EXERCISE DETAILS: Filter the records below for the word "opened". Keep each line that has it.

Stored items

◆ ◆ ◆

PR #254, opened 2019-11-18
Bridge: correctly emit NothingEvents

### LINKED ISSUE #231: import/export: the "nothing" event should be emitted only when nothing happen on a bug, not on an operation

A-Hilaly:
fix #231


MichaelMure:
CC @cheshirekow

cheshirekow:
> CC @cheshirekow

Ok so I see that a lot of the `NewExportNothing` events are dropped in this review. I was definitely copying their current placement so whats the semantics of the `NewExportNothing`? Should it only be used when a whole bug cannot be imported? Should it not be used when a particular operation cannot be imported?

Issue #235, opened 2019-10-24
termui shows stale bug status


cheshirekow:
I'm not sure how to provide relevant information for this issue, but if there's anything I can do to help debug let me know. The problem is that I have closed a few bugs from the command line using `git bug status close <id>`. After that, I started the termui, but it is displaying those bugs as "open". I'm using a filter `status:open label:json`. However, when I press enter to show details of that bug, it says "closed". Furthermore, when I go back to the list (press "q") that bug is no longer in the open list. I took a screencast:

![termui_stale](https://user-images.githubusercontent.com/1309820/67522325-6b104600-f661-11e9-8e63-7a32dba65e94.gif)

In the screencast note bugs `12fc493` and `71ac52e` at the bottom of the list. They are both listed as "open". Then I press "enter" to view the status. Note it says "closed". Then I press "q" and go back to the list. Note that the bug has disappeared from the list. 

This is observed on `master` from today. I deleted that and went back to the prebuilt binary from `v0.5.0` so I will update if the problem seems to go away or persists. 

I will note that these labels were possibly assigned "near" a termui crash (#233) so that *might* be related.

cheshirekow:
Yup, issue persists with `v0.5.0` (though maybe crossing the version boundary is the problem? I'm not sure how far master is from `0.5.0`). In the screencast above note bug `92c0d09` (also near the bottom). This bug is closed and when I open termui with `v0.5.0` it appears open, as it did with `master` (in the video above).

MichaelMure:
The termui list is only using the cache as a source of data. When you open a bug, the whole series of commit is loaded from git and the cache is updated (I think ... not sure if it's actually updated if you don't make any change to the bug). This suggest that your cache is somehow not reflecting the actual state of those bugs. A crash can very much do that. 

To check that, you can either simply delete your cache (`.git/git-bug/bug-cache`), or make a change to those bugs to force the update of the cache.

cheshirekow:
Ok great! I'll hold off on deleting the cache and try to spot any more bugs that incorrectly show up as open. Then I'll delete the cache and see if they show up as closed. I will report back.

cheshirekow:
Ok I got a situation where this happened again. Indeed deleting the cache seems to have fixed the stale status. However, I don't think the stale status was due to crash this time. I'm pretty sure that this happened after two pulls, with no local edits to the bug. Here is what I think the situation was:

Machine A: 
* Create bug `d3c0372`
* `git bug push`
[...]

PR #257, opened 2019-11-18
Core fixes

MichaelMure:
A single line fix for #235 and a bunch of esthetic fixes.


bug/bug.go
```diff
@@ -592,6 +587,8 @@ func (bug *Bug) Merge(repo repository.Repo, other Interface) (bool, error) {
 		bug.lastCommit = hash
 	}
 
+	bug.packs = newPacks
```
MichaelMure: fix is here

◆ ◆ ◆

EXERCISE OUTPUT:
PR #254, opened 2019-11-18
Issue #235, opened 2019-10-24
PR #257, opened 2019-11-18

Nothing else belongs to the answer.